START Supplied data

PR #593, opened 2026-06-19
fix(storage): prefer KBC metadata over legacy description for buckets/tables [AI-3423]

Matovidlo:
## Description

**Linear**: [AI-3423](https://linear.app/keboola/issue/AI-3423/get-buckets-returns-legacy-bucket-description-instead-of)

### Change Type

### Summary

`get_buckets` (and `get_tables`) returned the stale legacy top-level `description`
field — auto-generated text like `"Bucket created by Transformation API"` — instead
of the curated `KBC.description` / `KBC.sharedDescription` value stored in bucket/table
metadata. For linked and shared buckets the legacy field is always non-empty, so the
priority logic in `set_description` never reached the metadata fallback.

`update_descriptions` writes the user's description to `KBC.description` **metadata**
(not the legacy field), so metadata is the source of truth. This PR inverts the
priority in both `BucketDetail.set_description` and `TableDetail.set_description`:

- Buckets: `KBC.sharedDescription` → `KBC.description` → legacy `description`
- Tables: own `KBC.description` → `sourceTable` `KBC.description` → legacy `description`

The legacy field is now only used as a last resort when no KBC metadata is present.

## Testing

- [ ] Tested with Cursor AI desktop (\`Streamable-HTTP\` transports)

Unit tests: updated the parametrized description-resolution suites for both
`BucketDetail` and `TableDetail` to assert metadata wins over the stale legacy field
(the exact AI-3423 scenario), plus a case confirming the legacy field is still used
when no metadata exists. All 57 storage tests pass; black + flake8 clean.

## Checklist

- [x] Self-review completed

### DIFF
--- a/pyproject.toml
+++ b/pyproject.toml
@@ -4,7 +4,7 @@ build-backend = "hatchling.build"
 
 [project]
 name = "keboola-mcp-server"
-version = "1.72.2"
+version = "1.72.3"
 description = "MCP server for interacting with Keboola Connection"
 readme = "README.md"
 requires-python = ">=3.10"
--- a/src/keboola_mcp_server/tools/storage/tools.py
+++ b/src/keboola_mcp_server/tools/storage/tools.py
@@ -213,12 +213,15 @@ class BucketDetail(BaseModel):
     @model_validator(mode='before')
     @classmethod
     def set_description(cls, values: dict[str, Any]) -> dict[str, Any]:
-        description = values.get('description')
+        # KBC metadata holds the curated, user-editable description (update_descriptions writes here).
+        # The legacy top-level `description` field is auto-generated (e.g. "Bucket created by
+        # Transformation API") and stale for linked/shared buckets, so metadata must take precedence.
         metadata = values.get('metadata', [])
-        if not description:
-            description = get_metadata_property(metadata, MetadataField.SHARED_DESCRIPTION)
-        if not description:
-            description = get_metadata_property(metadata, MetadataField.DESCRIPTION)
+        description = (
+            get_metadata_property(metadata, MetadataField.SHARED_DESCRIPTION)
+            or get_metadata_property(metadata, MetadataField.DESCRIPTION)
+            or values.get('description')
+        )
         values['description'] = description or None
         return values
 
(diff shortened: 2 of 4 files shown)


Matovidlo:
@claude review

tomasfejfar (approved):
## ✅ Approving — verified live against the PR build

Tested end-to-end on Canary (project 499) with the MCP server running this branch's code (local `:8000`, `appVersion: DEV`), driving it through the Kai agent in kbc-ui so the call path matches real usage. Linked bucket `in.c-linked-pick-sample-data` (source: catalog 431 / `in.c-pick-sample-data`).

### Verification result

| Scenario | Surface | Description returned | Resolves to | Result |
| -- | -- | -- | -- | -- |
| Linked bucket description | **`get_buckets` (this PR)** | `"Description set when sharing the bucket"` | `KBC.sharedDescription` | ✅ curated value, not the stale legacy field |
| Same bucket | UI – Data Catalog (Shared with you) | `"Description set when sharing the bucket"` | `KBC.sharedDescription` | ✅ MCP matches |
| Same bucket | UI – Storage bucket preview (consumer) | `"Desciption on source project"` | `KBC.description` (inherited from source) | ⚠️ MCP **differs** from this view |

The fix does what AI-3423 intended: `get_buckets` now returns the curated `KBC.sharedDescription` / `KBC.description` instead of the auto-generated legacy `description`. Precedence `sharedDescription → description → legacy` confirmed active.

### ⚠️ Note: MCP intentionally diverges from one of the UI views

For a linked/shared bucket the platform shows **two different "Bucket Description" values** depending on the surface:

- **Data Catalog (shared-with-you)** shows the **sharing-time** description — this PR's `get_buckets` agrees with it. 👍
- **Bucket preview** of the linked bucket shows the **source project's** description — this PR's `get_buckets` does **not** match it.

So an agent answering "what's this bucket's description?" will report the sharing-time text, which can differ from what a user sees on the bucket's own Storage/preview page. That's a defensible choice (the sharing-time description is the producer's consumer-facing text), but it's a deliberate mismatch worth knowing about.

This UI-side divergence — and the open question of a single, consistent resolution order across views (incl. whether a linked-project-local description should be allowed to override) — is tracked in **[UT-4341](https://linear.app/keboola/issue/UT-4341/inquiry-which-bucket-description-should-win-for-sharedlinked-buckets)**. Relevant to that discussion: the precedence in this PR has **no rung above `sharedDescription`**, so a consumer-local override could never win today — and in practice the linked-bucket Storage page exposes no editor to set one.

None of the above blocks this PR; the fix is correct for its stated scope. Approving.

END Supplied data

• [Exercise instructions]: In the entries above, find the line holding "field — auto-generated" and the line holding "priority logic in"; print both of them and every line between, exactly, and nothing else.

• [Expected output]:
field — auto-generated text like `"Bucket created by Transformation API"` — instead
of the curated `KBC.description` / `KBC.sharedDescription` value stored in bucket/table
metadata. For linked and shared buckets the legacy field is always non-empty, so the
priority logic in `set_description` never reached the metadata fallback.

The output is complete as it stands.